Les deux voies de Liberté 6, le coin des VIP
17 heures sur les deux voies de Liberté 6. L’endroit est très connu des Dakarois pour ses gros moutons exposés le long de ces deux voies goudronnées. Pour l’instant, il n’y a qu’un seul exposant. Bougouma Guèye vient de Louga. Il connaît bien le métier qu’il pratique depuis 30 ans. Sous une grande tente, aidé par plus d’une dizaine d’enfants et de jeunes, il s’attelle à finaliser son installation. Ici, c’est pour les VIP. Les prix varient entre 90 000 et 600 000 F CFA. Bougouma ne se fait pas de souci pour écouler sa marchandise. Il dispose d’une centaine de têtes. « Moi, j’ai des clients à qui je vends, chaque année. Actuellement, beaucoup d’entre eux ont déjà payé leurs moutons et ils les laissent avec moi. Le jour de la tabaski, ils viennent les récupérer », informe le Lougatois. Contrairement à nos précédents interlocuteurs qui se plaignaient d’un manque d’espace pour exposer leurs bêtes, l’associé de Bougouma, qui a requis l’anonymat, brandit une copie de l’arrêté du Préfet de Dakar autorisant la vente sur leur site.

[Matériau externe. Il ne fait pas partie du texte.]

PR #300, opened 2021-02-17
Remove console logs

willespencer:
### Summary 

Remove 4 console logs in components to decrease linter warnings from 16 -> 12. This [notion item](https://www.notion.so/82bf355c4b7b49f99691eb9f3afb203c?v=f61b6258c5634200a9f45e381a0fb501&p=3068e663c70f45edb54c2eb67e3d6ed9) explains why we can just remove them, but they were all just logging errors either from firebase or our from our own returned requirements promises.

- [x] Removed all console logs in src/components

### Test Plan 

Confirm that everything still works where console logs were (so logging in, requirements, and sub req courses)

### Notes 

I chose not to change console logs to error in the future instead of just provide warnings so that people can still log when testing their code. Do people agree with this?

### DIFF
--- a/src/components/NavBar.vue
+++ b/src/components/NavBar.vue
@@ -28,9 +28,7 @@ export default Vue.extend({
       firebase
         .auth()
         .signOut()
-        .then(
-          () => window.location.reload(),
-        );
+        .then(() => window.location.reload());
     },
     editProfile() {
       this.$emit('editProfile');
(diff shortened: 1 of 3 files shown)


SamChou19815 (approved):
LGTM.

SamChou19815:
> I chose not to change console logs to error in the future instead of just provide warnings so that people can still log when testing their code. Do people agree with this?

I agree. Sometimes when you set error level to error, the dev server won't let you test your apps anymore... Since github will annotate all the console.log warnings in the code changes page, we can still easily find them.

tcho6319 (approved):
LGTM! And yes, I agree. I think showing warnings for console logs instead of erroring out would be better for devs when debugging/testing.

PR #301, opened 2021-02-18
Setup shared bottom bar state

SamChou19815:
### Summary 

The state of bottom bar is complicated. We have bottom courses and see all courses. We have the course that needs to be focused. In addition, bottom bar courses can be updated from everywhere, both inside the bottom bar by clicking and removing, and outside of it by clicking a course in semester view.

It's important to realize that we shouldn't really partition the courses into `bottomBarCourses` and `seeAllCourses`. After all, they logically belong to the same ordered list. We should only partition it inside `BottomBarTabView`, when the courses absolutely needed to be separated into the first few that can be fit into the tab and the rest that must appear in see all. Refactoring it to use a single list removes a lot of hard-to-reason code that if-else on whether a class belong to `bottomBarCourses` or `seeAllCourses`.

To support updating the bottom bar courses from everywhere, I setup another vue instance that acts as the scoped bottom bar courses storage and as a message bus. I decide not to put the data into the Vuex, since Vuex is mostly used for storing data that has strong dependency between each other, especially for requirements.

Setting up the shared bottom bar state makes one thing clear: we can easily update the state with 4 basic operations:

1. report color change of a firestore course
2. add a course to bottom bar
3. change course to focus
4. delete a course

Each of these basic operations is very easy to implement, when we have the data globally. Therefore, I implemented them inside `BottomBarState.ts`, and let all the other components call functions inside this file.

In the end, we have a much better codebase such that:

- `Dashboard.vue` is no longer cluttered with bottom bar update code.
- No more ugly deep props passing and event emitting related to bottom bar.
- Much cleaner bottom bar course logic without a lot of if-else.

### Test Plan 

- click to add courses to bottom bar. try to remove the courses and click on a tab to change focus.
- focus the last course in the bottom bar and check the focus has been transferred to previous course.
- resize the window to see the focused class between updated, when the original focused one is the 3rd or 4th.
- click on semester to see bottom bar collapses.

### Notes

As a result of this PR, 4 linter warnings related to mutating bottom bar related props have been eliminated!

### DIFF
--- a/src/components/BottomBar/BottomBarTabView.vue
+++ b/src/components/BottomBar/BottomBarTabView.vue
@@ -2,7 +2,7 @@
   <div class="bottombartabview">
     <div class="bottombartabview-bottomCourseWrapper">
       <div
-        v-for="(bottomCourse, index) in bottomCourses"
+        v-for="(bottomCourse, index) in firstFewCourses"
         :key="index"
         class="bottombartabview-courseWrapper"
       >
@@ -12,16 +12,14 @@
           :tabIndex="index"
           :bottomCourseFocus="bottomCourseFocus"
           :isExpanded="isExpanded"
-          @bottomBarTabToggle="bottomBarTabToggle"
-          @deleteBottomTab="deleteBottomTab"
-          @toggleFromTab="toggleFromTab"
-          @updateBarTabs="updateBarTabs"
+          @on-change-focus="() => changeBottomBarCourseFocus(index)"
+          @on-delete="() => deleteBottomBarCourse(index)"
         />
       </div>
     </div>
     <div v-if="seeMoreCourses.length > 0" class="bottombartabview-seeMoreWrapper">
       <div class="bottombarSeeMoreTab" @click="bottomBarSeeMoreToggle">
-        <div class="bottombarSeeMoreTab-name">{{ seeMoreString }}</div>
+        <div class="bottombarSeeMoreTab-name">See More</div>
         <img
           v-if="!seeMoreOpen"
           class="bottombarSeeMoreTab-arrow"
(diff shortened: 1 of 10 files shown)


src/containers/Dashboard.vue
```diff
@@ -15,7 +15,7 @@
           class="dashboard-nav"
           @editProfile="editProfile"
           @toggleRequirementsBar="toggleRequirementsBar"
-          :isBottomPreview="bottomBar.isPreview"
+          :isBottomPreview="false"
```
tcho6319, line 18: If `isBottomPreview` is always going to be `false`, can we just remove that prop and any of its dependencies from NavBar entirely?

src/components/BottomBar/BottomBarTabView.vue
```diff
@@ -70,97 +76,33 @@ export default Vue.extend({
...
-    isExpanded: { type: Boolean, required: true },
     maxBottomBarTabs: { type: Number, required: true },
   },
 
   computed: {
-    seeMoreString() {
-      return 'See More';
+    bottomCourseFocus(): number {
+      const focus = immutableBottomBarState.bottomCourseFocus;
+      return focus < this.maxBottomBarTabs ? focus : this.maxBottomBarTabs - 1;
```
tcho6319, line 85: I think the course focus may switch correctly to the right bottombartab but not the actual bottombarcourse content and title. When I select PE 1130, a course that's 3rd or 4th and minimize the screen width, shouldn't the course focus be on PAM 2100?

https://user-images.githubusercontent.com/54298311/108453811-37373780-7239-11eb-9bff-dfd15b35ac04.mov

tcho6319 (changes requested):
Thanks Sam! I found a bug and made a small suggestion.

src/containers/Dashboard.vue
SamChou19815: removed

tcho6319 (approved):
LGTM! Ty Sam

PR #302, opened 2021-02-18
Accurately compute new course modal options

SamChou19815:
### Summary 

This PR factors out from subroutine in requirement graph computation, and make the new course modal options generator call these subroutine to get an accurate list of options.

After this PR, all types of requirements can have a list of correct options, instead of just requirements that can be fulfilled by courses (as opposed to credits or toggleable).

In addition, during the generation of `RequirementWithIDSourceType`, I also patched the `allowDoubleCounting` field to make it allow double counting when the course is minor or second major. After this, reading this field will always give you the correct answer whether the requirement is double countable. Therefore, the bug of not classifying minor requirement as double-countable requirement is also fixed.

### Test Plan 

Counting minor requirement as double-countable (appear in auto-fulfill list)
minor

Now requirements fulfilled by credit sum also appears:
credits
As a comparison, this is master:
bad-master


src/components/Modals/NewCourse/NewCourseModal.vue
```diff
@@ -109,48 +108,29 @@ export default Vue.extend({
...
+          requirementsThatAllowDoubleCounting.push(it.name);
+        } else {
+          relatedRequirements.push(it);
         }
-      }
+      });
+
+      this.requirementsThatAllowDoubleCounting = requirementsThatAllowDoubleCounting;
+      this.relatedRequirements = relatedRequirements;
+      this.selfCheckRequirements = selfCheckRequirements;
```
tcho6319, line 132: More general question about double-countable-reqs: Currently, do we apply the course we want to add to all the `requirementsThatAllowDoubleCounting`? Do we apply the course to any `relatedRequirements`?

tcho6319 (changes requested):
Thanks Sam! I left a couple clarification questions and requested a small change.

1. Just a small change: Can you fix the typo in the filename of requirement-fronend-computation.ts?
2. Currently, the "Liberal Studies Distribution: 6 courses" and "Liberal Studies Distribution: 18 credits" subrequirements seem to be double-countable in the Sidebar but in the Add Modal, I can only select one of the two. Is that ok?

SamChou19815:
1 is fixed
2 is a real problem. The temporary fix before we have compound requirement is to mark the 18-credit option to allow double counting. However, I plan to do it in another PR, or we do it when we have the compound requirement infra.

src/components/Modals/NewCourse/NewCourseModal.vue
SamChou19815: >  Currently, do we apply the course we want to add to all the `requirementsThatAllowDoubleCounting`?

Yes, we don't even need to store the choices. According to the graph algo, we first build a coarse graph in phase 1 where all possible edges are connected. The edge between a course and a requirement that allow double counting will never be removed in phase 3.

> That is, would the course be found under all those double-countable subrequirements in the Sidebar at the moment

Yes, since the edge exists in the graph, the `GroupedRequirementFulfillment` will also contain the course, so it will appear in side bar somewhere.

> Similarly, do we apply the course to any `relatedRequirements`

We will eventually, when the requirement choices are saved and integrated into the algo.

tcho6319: Got it ty!

tcho6319 (approved):
LGTM! Ty for answering my questions.

PR #304, opened 2021-02-19
Implement Selectable Requirements

benjamin-shen:
### Summary 

This pull request implements selectable requirements and is a step towards implementing self check. See [this sprint](https://www.notion.so/User-Choice-Save-User-Choices-b531699659f94b10a54302b946980eaf).

- [x] set up [new collection on Firebase](https://console.firebase.google.com/u/0/project/cornelldti-courseplan-dev/firestore/data~2Fuser-selectable-requirement-choices) and integrate it with Vuex
- [x] save user data when adding new course

### Test Plan 

Add a random course, select requirement, and observe that the data is saved on Firebase. The expected behavior (for now) for duplicate courses is an overwrite.

Example:
image
image
image
image


SamChou19815 (commented):
Changes looks good. The package-lock change seems to be caused by your using npm v7. I think it would be better done in another standalone PR to remind everyone we are switching.

SamChou19815 (approved):

src/store.ts
```diff
@@ -75,6 +77,18 @@ const store: TypedVuexStore = new TypedVuexStore({
...
+      selectableRequirementChoices: AppSelectableRequirementChoices
+    ) {
+      state.selectableRequirementChoices = selectableRequirementChoices;
+    },
+    setUserRequirementChoices(
+      state: VuexStoreState,
+      selectableRequirementChoices: AppSelectableRequirementChoices
+    ) {
+      state.selectableRequirementChoices = selectableRequirementChoices;
+    },
```
tcho6319, line 91: What is the purpose of `setUserRequirementChoices(...)`? I don't think this is necessary since we have `setSelectableRequirementChoices(...)`. @SamChou19815 can you also confirm?

tcho6319 (changes requested):
Overall LGTM! Thanks Ben. Excited to see the Firestore collection update with user choices :). I left a comment about one of the mutation methods, but once it's addressed, this PR should be good to go!

src/store.ts
SamChou19815: ah yes, this seems to be duplicated

benjamin-shen: lol whoops that was back before we named it selectable requirements and I didn't catch it. Thanks

tcho6319 (approved):
LGTM! Ty :)

PR #306, opened 2021-02-19
Remove resolved TODO in eslint config

SamChou19815:
### Summary 

In #300 we decided that we will not change this to error, so let's remove this TODO to avoid future confusion.

### Test Plan 

👀


willespencer (approved):
Good call!

PR #413, opened 2021-03-31
Onboarding and requirements sidebar frontend bugs

willespencer:
### Summary 

This pull request fixes a small number of front-end issues with the Onboarding modal and Requirements sidebar ([Notion](https://www.notion.so/courseplan/82bf355c4b7b49f99691eb9f3afb203c?v=5da9d646f3ef424bbceb1ca0e8e00cf8&p=9a7345937b304fdcbedba87b6daeb8e0))

- [x] Added a label for college in the reqs sidebar like for majors and minors
- [x] Flipped AP/IB credit dropdown numbers
- [x] Implement text-wrapping for long AP/IB test names
- [x] Line up onboarding dropdowns with their parent input 

image

image

Remaining TODOs:

- [ ] I've already mentioned this to @tcho6319, but the major/minor labels now have hover states even when not clickable. This now applies to the college label as well.
- [x] The requirement header code is kind of messy (styling in the html) and replicated heavily between college/major/minor. Could be a low priority task post-launch to clean it up (@tcho6319 lmk if I should make a notion item)

### Test Plan 

1. Confirm there is now a label for all colleges on the requirements bar
2. Confirm text wraps for long AP/IB test names (like BC non-engineering) on small break points
3. Confirm dropdown children now line up with their input boxes
4. Outside of the above changes, confirm all onboarding dropdowns look the same on the webapp/figma
5. Confirm AP/IB score dropdowns are now from top to bottom (and save that way)

### DIFF
--- a/src/components/Modals/Onboarding/Onboarding.scss
+++ b/src/components/Modals/Onboarding/Onboarding.scss
@@ -52,7 +52,7 @@ input {
   }
 
   &-main {
-    background: #ffffff;
+    background: $white;
     border-radius: 9px;
     margin-left: auto;
     margin-right: auto;
@@ -135,7 +135,7 @@ input {
   }
   &-subsection {
     width: 100%;
-    border: 1px solid #c4c4c4;
+    border: 1px solid $inactiveGray;
     box-sizing: border-box;
     border-radius: 9px;
     padding: 3rem;
@@ -160,13 +160,13 @@ input {
     &--font {
       color: $darkGray2;
       flex-direction: row;
-      background-color: white;
+      background-color: $white;
     }
     &--review {
       font-weight: normal;
       padding: 5px;
       margin-left: 10px;
-      background-color: white;
+      background-color: $white;
       color: $lightPlaceholderGray;
       font-size: 16px;
     }
@@ -180,9 +180,9 @@ input {
     margin-bottom: 0.75rem;
 
     &-fillRow {
-      border: 1px solid #ffffff;
+      border: 1px solid $white;
       width: 100%;
-      border-bottom-color: #c4c4c4;
+      border-bottom-color: $inactiveGray;
       margin-bottom: 1.5rem;
       margin-top: 20px;
     }
@@ -209,7 +209,7 @@ input {
       justify-self: end;
       flex-direction: row;
       &---bold {
-        color: black;
+        color: $black;
         font-weight: bold;
         margin-right: 5px;
       }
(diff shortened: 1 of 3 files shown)


src/components/Requirements/RequirementHeader.vue
```diff
@@ -8,7 +8,27 @@
...
+            'font-weight': '500',
+            color: `#${reqGroupColorMap[req.groupName][0]}`,
+          }"
+          class="college-title-top"
+        >
+          {{ getCollegeFullName(onboardingData.college) }}
+        </p>
+      </button>
+    </div>
+    <!-- TODO change for multiple colleges -->
```
SamChou19815, line 30: this comment is copied over twice. remove the one above

SamChou19815 (approved):
nit

src/components/Requirements/RequirementHeader.vue
willespencer: I purposefully copied it over because the indexing in both `v-if`s would be broken if we ever implemented multiple colleges. Do you still think it should be removed?

SamChou19815: Ok then i think that's fine.

src/components/Modals/Onboarding/Onboarding.scss
```diff
@@ -237,8 +237,9 @@ input {
     line-height: 17px;
     color: $lightPlaceholderGray;
     width: 100%;
-    height: 1.75rem;
-    padding-left: 8px;
+    height: auto;
+    min-height: 1.75rem;
+    padding: 5px 8px;
     background-color: white;
```
tcho6319, line 243: Nit: Can we replace these colors with scss variables?

tcho6319 (approved):
Thanks Will! LGTM but left a couple nits.

1. Can we move the dropdown content a little lower? It seems to be covering the input box.
Screen Shot 2021-03-31 at 12 54 56 AM

Can we try to have something like this:
Screen Shot 2021-03-31 at 12 56 35 AM





> I've already mentioned this to @tcho6319, but the major/minor labels now have hover states even when not clickable. This now applies to the college label as well.

I've assigned this task to myself. But I will keep in mind to do this fix for college as well!: [Conditionally add hover state to major/minor buttons if there are more than 1 majors/minors](https://www.notion.so/Conditionally-add-hover-state-to-major-minor-buttons-if-there-are-more-than-1-majors-minors-4f12bb92aa8445a3b3f5552898bc9ffb)

> The requirement header code is kind of messy (styling in the html) and replicated heavily between college/major/minor. Could be a low priority task post-launch to clean it up (@tcho6319 lmk if I should make a notion item)

Yes, looks like a good task for Code Clean Up :). Can you make sure to add the Codebase tag when you make the Notion item? Thanks Will!

tcho6319 (approved):
LGTM!

PR #391, opened 2021-03-27
Hover States

tcho6319:
### Summary 

This pull request adds hover states to buttons (i.e. clickable elements) on CP. I globally set buttons to have 0.5 opacity on hover in `src/assets/scss/_global.scss`. This means that every `button` on CP should have a hover state. 

**NOTE: Some buttons like the nav bar icons, course/semester menu items, semester view compact/not compact toggle buttons should have full opacity so I set the `opacity: 1` to those less frequent special cases.**

For Notion item: [Add hover states to buttons](https://www.notion.so/Add-hover-states-to-buttons-ae61c3e48dc145edad9fd69444b69e96)

- Onboarding:
   - [x] Change "Next" & "Finish" button hover states to 50% lighter of the same color (it's currently gray)
   - [x] Change the "< Previous" text to also have 50% lighter hover.
   - [x] Add hover state to the "+ add another major", "edit" text

- Add Semester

Séras attend ses moutons et ses clients
A la Société général des abattoirs du Sénégal (SOGAS), plus connu sous le nom de Séras, la situation est identique. Le plus grand point de vente de Dakar attend toujours les moutons et les clients. L’endroit était presque inaccessible, hier, après les précipitations matinales qui sont tombées sur la capitale. Une odeur nauséabonde se dégage des lieux. Les vendeurs occupent même les rails, faute de place. Les acteurs affirment que les animaux ne sont pas encore au rendez-vous. Ici aussi, propriétaires et courtiers se tournent les pouces. Certains font même du racolage pour trouver un acheteur. Ils ne sont pas plus avancés que leurs collègues des autres points de vente sur l’approvisionnement du marché en moutons. « Je ne suis pas sorti du Sénégal mais ce que je vois ne me rassure pas», lance Abdoulaye Sow, très sceptique par rapport aux assurances du gouvernement.
En attendant les derniers jours de la fête de tabaski, le doute continue de planer dans la tête de nombreux Sénégalais, quant à l’approvisionnement du marché en moutons.